The Fed’s response to SVB’s failure illustrates how hard it is to unwind emergency aid. For much of the past year, the Fed has been gradually reducing its balance sheet, withdrawing some of the extraordinary support it provided the economy during the pandemic.
Its new loan program for banks, however, is reversing that progress, adding almost $400 million to the central bank’s ledger.
The repeat crises also hint at the volatile environment that may await the U.S. economy as policymakers grapple with fresh challenges, including the growth of unregulated private markets, the widening divide between the United States and China, and the financial fallout from climate change.
The sharp increase in interest rates that blew a hole in SVB’s balance sheet has left other banks with $620 billion in unrealized losses, as bonds issued at lower rates lost value, according to the Federal Deposit Insurance Corp.
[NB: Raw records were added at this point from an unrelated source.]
PR #1628, opened 2026-09-18
fix(cron): mark stuck cron runs as interrupted instead of error

leshchenko1979:
## Problem

`opencrabs doctor --fix` sweeps `cron_job_runs` rows that are still `status='running'` past a max age and stamps them **`error`**:

```sql
UPDATE cron_job_runs SET status='error',
  error='stuck: cleared by doctor --fix (no completion within max age)'
WHERE status='running' AND started_at < ?1
```

The sweep knows only that it saw no completion — not that anything went wrong. For a session-trigger job whose cycle actually succeeded but whose run row was never closed (daemon restart, interrupted turn), the run history therefore shows a **failure**. A healthy cycle becomes indistinguishable from a genuinely failed one, and `doctor --fix` reports `N row(s) marked error` for rows that never failed.

## Change

Introduce `interrupted` as a terminal cron-run status meaning *"no completion observed within max age"*, and have the watchdog/doctor sweep write that instead of `error`.

| File | Change |
|---|---|
| `src/cli/doctor_fix.rs` | Sweep writes `status='interrupted'` and `error='interrupted: cleared by doctor --fix (no completion within max age)'`; `FixReport` detail now reads `N row(s) marked interrupted`. |
| `src/db/models.rs` | `CronJobRun::status` doc comment lists `interrupted` alongside the existing statuses. |
| `src/db/repository/cron_job_run.rs` | Documents the terminal status set on `complete_error`. |
| `src/tests/doctor_fix_test.rs` | Test renamed to `test_clear_stuck_cron_runs_marks_interrupted`; asserts the stale row lands on `interrupted` carrying the new message, and that a fresh `running` row is left untouched. |

`success`, `delivery_failed` and `error` are unchanged: a run that genuinely fails still records `error`. Only the sweep's "we do not know what happened" verdict changes, so any consumer matching `error` continues to see real failures only. The sweep predicate (`WHERE status='running' AND started_at < ?1`) is unchanged, so which rows are swept is unaffected — only the status they land on.

## Verification

Behavioral probe on a build of this branch with an isolated `HOME` and an on-disk SQLite database seeded with two rows:

```
aged row  (started 2h ago)  running -> interrupted
  error = interrupted: cleared by doctor --fix (no completion within max age)
  completed_at stamped
fresh row (started now)     running   (untouched)
report: [stuck-cron-rows-cleared] 1 row(s) marked interrupted
```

Those holdings should not be a problem — unless other banks, like SVB, need to raise cash quickly to cover depositor withdrawals and are forced to unload those assets at depressed prices.
But higher interest rates could cause problems elsewhere in the financial system that boomerang on the banks.
One area of worry involves the “shadow banking system.”
U.S. mutual funds, finance companies, hedge funds, insurance companies, pension funds and other so-called “shadow banks” hold more than $20 trillion in assets and are an increasingly important source of credit lines and financing for banks, according to a new report by the Federal Reserve Bank of New York.
In addition to those direct links, shadow banks also own many of the same assets that banks do. So if a major hedge fund needed to raise cash quickly and began dumping assets in a fire sale, the resulting price declines would “impair the net worth of banks that hold similar assets,” the report concluded.
Unlike banks, which are scrutinized by the Fed, the Comptroller of the Currency, the FDIC and state regulators, shadow banks are largely unregulated. In November, the Basel Committee on Banking Supervision warned that some banks were not adequately managing the risk of their exposure to institutions such as pension funds, investment companies and broker-dealers.
“These exposures are growing in size and have the potential to cause further financial stability concerns,” said the committee, which sets standards for global bank regulation.